O escritor. Nada a dizer, somos todos. Uns poetas e trovadores, outros prosaicos e pensadores. Na moda: os mistos, que ainda acumulam com a crítica literária, a crítica de arte, o futebol, a política, a criação de pardais… Há o escritor mesmo, que tem o blog para depositar os despejos.
Os jornalistas. Puxam muito pela carteira profissional pois, com a tabloidização e o triste espectáculo noticioso que grassa por aí, bem precisam da carteira para lhes creditar as atoardas e as manobras. Há sempre as excepções, é claro, e neste tipo há bastantes.
Há os blogues femininos com as suas regras.
Há os individualistas individuais e os individualistas colectivos. Não conheço blog plural que sobreviva.
Os salvadores do mundo. Mal vistos em todo o lado, não se salvam.
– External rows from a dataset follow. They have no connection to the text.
PR #7216, opened 2026-09-15
Reduce head_dim in the tiny Gemma generator

albertvillanova:
The tiny Gemma model is not scaled down in attention. `GemmaConfig.head_dim` defaults to `256` and the script never passes it, so the tiny model keeps the reference's head dimension while its hidden size is 8:

| | `hidden_size` | `num_attention_heads` | `head_dim` | `q_proj` |
|---|---|---|---|---|
| `google/gemma-7b-it` | 3072 | 16 | 256 | (4096, 3072) |
| `tiny-GemmaForCausalLM` | 8 | 4 | 256 | (1024, 8) |

The attention projections are 128 times wider than the hidden size they read from, a shape no real Gemma has. `print_config_diff` cannot see it, because the reference is also `256` and the row never appears.

#7137 lists `head_dim` among the fields the tiny models are meant to reduce, so this is a missed scale-down
rather than a config divergence, and it is fixed here on its own, before the alignment in the follow-up PR.

### Solution

Pass `head_dim=2`, which is `hidden_size // num_attention_heads` and restores `q_proj` to `(8, 8)`.

### Effect

```
q_proj:  (1024, 8)  ->  (8, 8)
params:  2,098,728  ->  2,049,960
```

The remaining parameters are almost entirely the `256000 x 8` embedding, so the absolute saving is small; the point is the shape.

```
[config_diff] google/gemma-7b-it vs tiny (8 differences)
  head_dim                                         256                                → 2
  hidden_act                                       gelu                               → gelu_pytorch_tanh
  hidden_size                                      3072                               → 8
  intermediate_size                                24576                              → 32
  num_attention_heads                              16                                 → 4
  num_hidden_layers                                28                                 → 2
  num_key_value_heads                              16                                 → 2
  rope_scaling                                     None                               → <missing>
```

This is the state *after* this PR, not its delta. The only change here is `head_dim`, which is why the row count goes up from 7 to 8: it now shows as the deliberate reduction it should always have been. The `hidden_act` and `rope_scaling` rows are pre-existing on `main` and untouched here; `hidden_act` is fixed in the follow-up, and `rope_scaling` is a reference key `GemmaConfig` does not model.


albertvillanova:

- [x] https://huggingface.co/trl-internal-testing/tiny-GemmaForCausalLM/discussions/1

albertvillanova:
Tested with `MODEL_REVISIONS` pointing at the regenerated model, `trl-internal-testing/tiny-GemmaForCausalLM` at `refs/pr/1`, on top of current `main`: https://github.com/huggingface/trl/actions/runs/34982142238

The suite is green, with a single unrelated CUDA OOM failure on a different tiny model.

albertvillanova:
Merging this PR as a CI tiny-model shape fix and as part of an approved series.

PR #7226, opened 2026-09-16
Document that AsyncGRPO tools must be module-level functions

albertvillanova:
This PR corrects the picklability guidance for AsyncGRPO, which recommends two callable forms that a tool cannot take.

### Motivation

Everything handed to the rollout worker is pickled, so the user guide, the `reward_funcs` docstring and the `TypeError` raised by `AsyncRolloutWorker.start()` all say to pass a module-level function, a `functools.partial`, or a callable class instance. That is right for `reward_funcs` and for `environment_factory`, and wrong for `tools`.

The model calls a tool by name, so the worker registers tools under their `__name__`. Neither a `functools.partial` nor a callable class instance has a `__name__`, so following that advice for a tool raises an `AttributeError` inside the rollout process the first time it collects the tools for a batch, which surfaces as a worker failure rather than as an error against the tool that caused it.

The error message is the sharpest of the three: it is raised precisely when a user has just had an unpicklable tool rejected and is looking for the fix, so it hands them a form that trades a clear failure at startup for an obscure one during generation.

### Solution

Name the exception in all three places: tools are registered under their `__name__`, so a tool has to be a module-level function. Methods discovered from an `environment_factory` are unaffected, since they carry their own name. The pickling requirement itself is unchanged, and it still applies to tools.

### Changes

- Correct the picklability warning in the AsyncGRPO guide
- Correct the same guidance in the `reward_funcs` docstring and in the `TypeError` raised when the worker starts

---

> [!NOTE]
> **Low Risk**
> Documentation and error-message text only; no runtime behavior changes.
> 
> **Overview**
> Clarifies AsyncGRPO picklability guidance so **tools** are not lumped in with `reward_funcs` and `environment_factory`.
> 
> The user guide, `AsyncGRPOTrainer` `reward_funcs` docstring, and the `TypeError` from `AsyncRolloutWorker.start()` now state that tools are registered under their **`__name__`**, so each tool must be a **module-level function**—not `functools.partial` or a callable class instance, which lack a reliable `__name__` and would fail during rollout. Pickling rules for tools are unchanged; only the documented callable shapes are corrected.
> 
> <sup>Reviewed by [Cursor Bugbot](https://cursor.com/bugbot) for commit 801b5efb11ba73b967fab95d6b8fa88a93f7805b. Bugbot is set up for automated code reviews on this repo. Configure [here](https://www.cursor.com/dashboard/bugbot).</sup>


qgallouedec (approved):
pinging @AmineDiro for viz, but lgtm!

AmineDiro (approved):

PR #7227, opened 2026-09-16
Reduce head_dim in the tiny Gemma2 generator

albertvillanova:
The tiny Gemma2 model is not scaled down in attention, the same defect fixed for Gemma in #7216. `Gemma2Config.head_dim` defaults to `256` and the script never passes it, so the tiny model keeps the reference's head dimension while its hidden size is 8:

| | `hidden_size` | `num_attention_heads` | `head_dim` | `q_proj` |
|---|---|---|---|---|
| `google/gemma-2-2b-it` | 2304 | 8 | 256 | (2048, 2304) |
| `tiny-Gemma2ForCausalLM` | 8 | 4 | 256 | (1024, 8) |

The attention projections are 128 times wider than the hidden size they read from, a shape no real Gemma2 has. `print_config_diff` cannot see it, because the reference is also `256` and the row never appears.

#7137 lists `head_dim` among the fields the tiny models are meant to reduce, so this is a missed scale-down rather than a config divergence, and it is fixed here on its own, before the alignment in the follow-up PR.

### Solution

Pass `head_dim=2`, which is `hidden_size // num_attention_heads` and restores `q_proj` to `(8, 8)`.

`query_pre_attn_scalar` is reduced to `2` alongside it. It is the attention scaling divisor (`self.scaling = config.query_pre_attn_scalar ** -0.5`), and the reference sets it to `256`, equal to its `head_dim`, which is the usual `1/sqrt(head_dim)` relationship. Mirroring the reference's value while shrinking `head_dim` would keep a piece of the 2B model's geometry in a model whose heads are 2 wide, so the relationship is preserved instead of the number.

### Effect

```
q_proj:   (1024, 8)  ->  (8, 8)
params:   2,098,760  ->  2,049,992
scaling:   0.062500  ->  0.707107
```

As with Gemma, the remaining parameters are almost entirely the `256000 x 8` embedding, so the absolute saving is small. The point is the shape.

```
[config_diff] google/gemma-2-2b-it vs tiny (11 differences)
  cache_implementation                             hybrid                             → <missing>
  eos_token_id                                     [2 items] [1, 107]                 → 1
  head_dim                                         256                                → 2
  hidden_act                                       gelu_pytorch_tanh                  → <missing>
  hidden_size                                      2304                               → 8
  intermediate_size                                9216                               → 32
  layer_types                                      [26 items] ['sliding_attention', … → [2 items] ['sliding_attention', '…
  num_attention_heads                              8                                  → 4
  num_hidden_layers                                26                                 → 2
  num_key_value_heads                              4                                  → 2
  query_pre_attn_scalar                            256                                → 2
```

This is the state after this PR, not its delta. The only changes here are `head_dim` and `query_pre_attn_scalar`, which is why the row count goes up from 9 to 11: both now show as the deliberate reductions they should always have been. The other rows are pre-existing on `main` and untouched here. `eos_token_id` is fixed in the follow-up; `cache_implementation` and `hidden_act` are reference keys that `Gemma2Config` does not model.

---

> [!NOTE]
> **Low Risk**
> Only changes the tiny Gemma2 Hub generation script; no runtime library or production model behavior unless the Hub artifact is regenerated.
> 
> **Overview**
> The tiny **Gemma2** generator now passes **`head_dim=2`** (`hidden_size // num_attention_heads`) so attention projections scale with the 8-wide hidden state instead of keeping the default **256**, fixing **`q_proj`** from **(1024, 8)** to **(8, 8)**.
> 
> **`query_pre_attn_scalar=2`** is set alongside **`head_dim`** so attention scaling stays **`1/sqrt(head_dim)`** rather than mirroring the 2B model’s **256** divisor on 2-wide heads.
> 
> <sup>Reviewed by [Cursor Bugbot](https://cursor.com/bugbot) for commit 8ade1674c97c1dd2c63c6f863c1f12a43314708d. Bugbot is set up for automated code reviews on this repo. Configure [here](https://www.cursor.com/dashboard/bugbot).</sup>


albertvillanova:

- [x] https://huggingface.co/trl-internal-testing/tiny-Gemma2ForCausalLM/discussions/1

albertvillanova:
Tested with `MODEL_REVISIONS` pointing at the regenerated model, `trl-internal-testing/tiny-Gemma2ForCausalLM` at `refs/pr/1`, on top of current `main`: https://github.com/huggingface/trl/actions/runs/35082990088

The suite is green.

albertvillanova:
Merging this PR as a CI tiny-model shape fix and as part of an approved series.

PR #7230, opened 2026-09-16
Make the end-of-turn loss mask warning actionable

itwangwang:
# What does this PR do?

Expands the `assistant_only_loss` end-of-turn warning to state the consequence
and point at the check users can run before launching a training run.
Message text only — no behavioral change.

## Why

I hit this while fine-tuning Qwen3.5-4B with QLoRA for a structured tool-calling
task (natural-language ops requests -> JSON tool calls).

The current warning says the end-of-turn token is missing from the loss mask, but
not what that leads to. I missed it in the training log and only found out after a
2h20m training run plus a full evaluation pass: strict JSON rate came out at 79.7%,
below both the zero-shot (100%) and few-shot (100%) baselines, because the model had
never learned to stop and kept generating past the JSON object.

This is exactly what #5988 described when it introduced the check:

> SFT runs fine, loss goes down, and the bug only shows up at inference as endless
> generations.

The detection logic is already there and works correctly — it fired for me. The gap
is that the message doesn't convey that this is a silent failure whose cost lands
hours later, so it's easy to scroll past among the other startup logs. Naming the
consequence and pointing at `is_chat_template_stop_token_trained()` would have saved
the run.

Fixes # N/A — no existing issue; reporting from first-hand usage.

## Before submitting

- [x] Did you read the [[contributor guideline](https://github.com/huggingface/trl/blob/main/CONTRIBUTING.md#create-a-pull-request)](https://github.com/huggingface/trl/blob/main/CONTRIBUTING.md#create-a-pull-request), Pull Request section?

## AI writing disclosure

## Who can review?

---

> [!NOTE]
> **Low Risk**
> Log message only in `SFTTrainer.__init__`; no logic, defaults, or training path changes.
> 
> **Overview**
> **Expands the startup warning** when `assistant_only_loss=True` and `is_chat_template_stop_token_trained()` fails, so the message is easier to act on without changing any training behavior.
> 
> The added text explains that **training loss can look fine while the problem only shows up at inference** (the model may not learn to stop). It also lists two fixes: set `assistant_only_loss=False`, or put the assistant end-of-turn token inside `{% generation %}...{% endgeneration %}` in the chat template.
> 
> <sup>Reviewed by [Cursor Bugbot](https://cursor.com/bugbot) for commit 9ca5121f1eaa8adfef3f2ddad940d3750213a6b2. Bugbot is set up for automated code reviews on this repo. Configure [here](https://www.cursor.com/dashboard/bugbot).</sup>


trl/trainer/sft_trainer.py
```diff
@@ -1273,7 +1273,10 @@ def __init__(
         ):
             logger.warning(
                 "The chat template does not include the assistant turn's end-of-turn token in the loss mask; "
-                "the model may not learn to stop."
+                "the model may not learn to stop. Training will look healthy - the loss still goes down - but "
+                "generations may run until `max_new_tokens` at inference time, which is especially damaging for "
+                "structured outputs such as JSON or tool calls. To check this before launching a run, call "
+                "`is_chat_template_stop_token_trained(processing_class)` from `trl.chat_template_utils`."
```
qgallouedec: This text says how to *check* for the problem, not what to do about it, so it's not quite "actionable". The user has already had it detected, that warning is the check. 

What a user can actually change is `assistant_only_loss`, or the template. Maybe something like:

> either set `assistant_only_loss=False` to train on the full sequence, or edit the chat template so the end-of-turn token falls inside `{% generation %}...{% endgeneration %}`.

itwangwang: You're right — the warning *is* the check, so pointing back at it was circular.
Updated to your suggestion. I kept one short clause on the training loss still
looking healthy, since that's what made me scroll past it in the first place,
but dropped the rest.

qgallouedec (approved):
thanks

PR #7232, opened 2026-09-16
Pass ffn_dim instead of intermediate_size in the tiny OPT generator

albertvillanova:
The tiny OPT model is not scaled down in its feed-forward block. The script passes `intermediate_size=32`, but `OPTConfig` has no such field: OPT spells it `ffn_dim`. The value is silently stored as an extra attribute and `ffn_dim` keeps its class default of `3072`, so the FFN is built at 3072 wide on a hidden size of 8.

```
fc1:     (3072, 8)   <- 3072 is the OPTConfig default, not the 32 the script asked for
params:  523,696     of which ~98k is the oversized FFN
```

`print_config_diff` did show this, as `ffn_dim 8192 → 3072` next to a stray `intermediate_size <missing> → 32`, but the pair reads like a naming quirk rather than a model that was never shrunk.

This is the same class of missed scale-down as #7216 and #7227, where `head_dim` kept a constant class default. The difference is the cause: there the default was a constant that happened to match the reference, here the script names the field wrong so the intended value never lands at all.

### Solution

Pass `ffn_dim=32` instead of `intermediate_size=32`.

### Effect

Os puros políticos. Têm explicação para tudo, são tu cá tu lá com Belém e S. Bento, praticam a arte de erigir em peças de arte a banalidade e um certo mistério (eu sei que tu sabes que eu sei que ele sabe); dão-se muito com os aristocratas cultos. Se lhes pudéssemos atribuir cabelo dar-lhes-íamos um penteado à rogeiro. A sua mais patética ilusão é a de que o universo espera as suas crónicas com ansiedade. Uns são políticos orgânicos (ao serviço dos respectivos partidos ou capelas), outros «franco-atiradores» (aspas hesitantes).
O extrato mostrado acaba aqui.